[Saved entries]
PR #770, opened 2019-03-18
MSPSDS-1103: Create terms and conditions page

kicferk1:
Adds terms and conditions, privacy policy and about page. 
I still need to put in the actual content for terms and conditions and privacy policy pages that Laurence shared on slack, and there is no content for 'about' page yet. 

Adds pages visible to everyone(even people who aren't logged in). When they are logged in the pages include navbar. When they are opened in a new window a button appears to close them. Currently this is achieved with a url param, which means if someone copies url with the param they will get a button that doesn't work(browser will stop close from working). I'm not sure if there is a good way to fix it though. 

## Checklist:

### General testing
- [x] Test without javascript
- [x] Test on small screen
### Accessibility testing
- [x] Works keyboard only


mspsds-web/app/controllers/concerns/authentication_concern.rb
```diff
@@ -0,0 +1,15 @@
+module AuthenticationConcern
+  extend ActiveSupport::Concern
+  include Shared::Web::Concerns::AuthenticationConcern
+  def no_need_to_authenticate
```
broder: Would `skip_before_action authenticate_user!, authorize_user` on `PagesController` be simpler?

mspsds-web/app/views/pages/_close_page_button.html.slim
```diff
@@ -0,0 +1,10 @@
+button id="close-page" class="govuk-button" type="button" style="display: none;"
+  | Close
+javascript:
+  const element = document.getElementById("close-page");
```
MatthewBurstein: Is `element` defined on the global scope? Should we enclose this in `$(document).ready()` or an IIFE?

mspsds-web/app/controllers/pages_controller.rb
```diff
@@ -0,0 +1,15 @@
+class PagesController < ApplicationController
```
broder: I wonder if we should call this `HelpController` instead. Then the routes would be something like `/help/about`, `/help/privacy-policy` and `/help/terms-and-conditions`. What do you think?

mspsds-web/app/views/homepage/non_opss.html.slim
```diff
@@ -27,7 +27,6 @@ hr.govuk-section-break.govuk-section-break--l.govuk-section-break--visible class
     p All cases in the product safety database
 
   .govuk-grid-column-one-third
-    / TODO add this column (uncomment these lines and check content) and set the path accordingly in MSPSDS-1095
-    / h2.govuk-heading-m
-    /   = link_to "About this service", about_path, class: "govuk-link govuk-link--no-visited-state"
-    / p How and when to use this service.
+    h2.govuk-heading-m
+      = link_to "About this service", "/about", class: "govuk-link govuk-link--no-visited-state"
```
broder: Should we use `about_page_path` or similar?

mspsds-web/app/views/pages/_close_page_button.html.slim
```diff
@@ -0,0 +1,10 @@
...
+  element.style.display = "block";
```
MatthewBurstein: Should this line be inside the `if` block below?

mspsds-web/app/views/layouts/_navbar.html.slim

■ **EXERCISE GOAL**
Exact repetition of every entry in the data is required.

■ **TASK ANSWER**
PR #770, opened 2019-03-18
MSPSDS-1103: Create terms and conditions page

kicferk1:
Adds terms and conditions, privacy policy and about page. 
I still need to put in the actual content for terms and conditions and privacy policy pages that Laurence shared on slack, and there is no content for 'about' page yet. 

Adds pages visible to everyone(even people who aren't logged in). When they are logged in the pages include navbar. When they are opened in a new window a button appears to close them. Currently this is achieved with a url param, which means if someone copies url with the param they will get a button that doesn't work(browser will stop close from working). I'm not sure if there is a good way to fix it though. 

## Checklist:

### General testing
- [x] Test without javascript
- [x] Test on small screen
### Accessibility testing
- [x] Works keyboard only


mspsds-web/app/controllers/concerns/authentication_concern.rb
```diff
@@ -0,0 +1,15 @@
+module AuthenticationConcern
+  extend ActiveSupport::Concern
+  include Shared::Web::Concerns::AuthenticationConcern
+  def no_need_to_authenticate
```
broder: Would `skip_before_action authenticate_user!, authorize_user` on `PagesController` be simpler?

mspsds-web/app/views/pages/_close_page_button.html.slim
```diff
@@ -0,0 +1,10 @@
+button id="close-page" class="govuk-button" type="button" style="display: none;"
+  | Close
+javascript:
+  const element = document.getElementById("close-page");
```
MatthewBurstein: Is `element` defined on the global scope? Should we enclose this in `$(document).ready()` or an IIFE?

mspsds-web/app/controllers/pages_controller.rb
```diff
@@ -0,0 +1,15 @@
+class PagesController < ApplicationController
```
broder: I wonder if we should call this `HelpController` instead. Then the routes would be something like `/help/about`, `/help/privacy-policy` and `/help/terms-and-conditions`. What do you think?

mspsds-web/app/views/homepage/non_opss.html.slim
```diff
@@ -27,7 +27,6 @@ hr.govuk-section-break.govuk-section-break--l.govuk-section-break--visible class
     p All cases in the product safety database
 
   .govuk-grid-column-one-third
-    / TODO add this column (uncomment these lines and check content) and set the path accordingly in MSPSDS-1095
-    / h2.govuk-heading-m
-    /   = link_to "About this service", about_path, class: "govuk-link govuk-link--no-visited-state"
-    / p How and when to use this service.
+    h2.govuk-heading-m
+      = link_to "About this service", "/about", class: "govuk-link govuk-link--no-visited-state"
```
broder: Should we use `about_page_path` or similar?

mspsds-web/app/views/pages/_close_page_button.html.slim
```diff
@@ -0,0 +1,10 @@
...
+  element.style.display = "block";
```
MatthewBurstein: Should this line be inside the `if` block below?

mspsds-web/app/views/layouts/_navbar.html.slim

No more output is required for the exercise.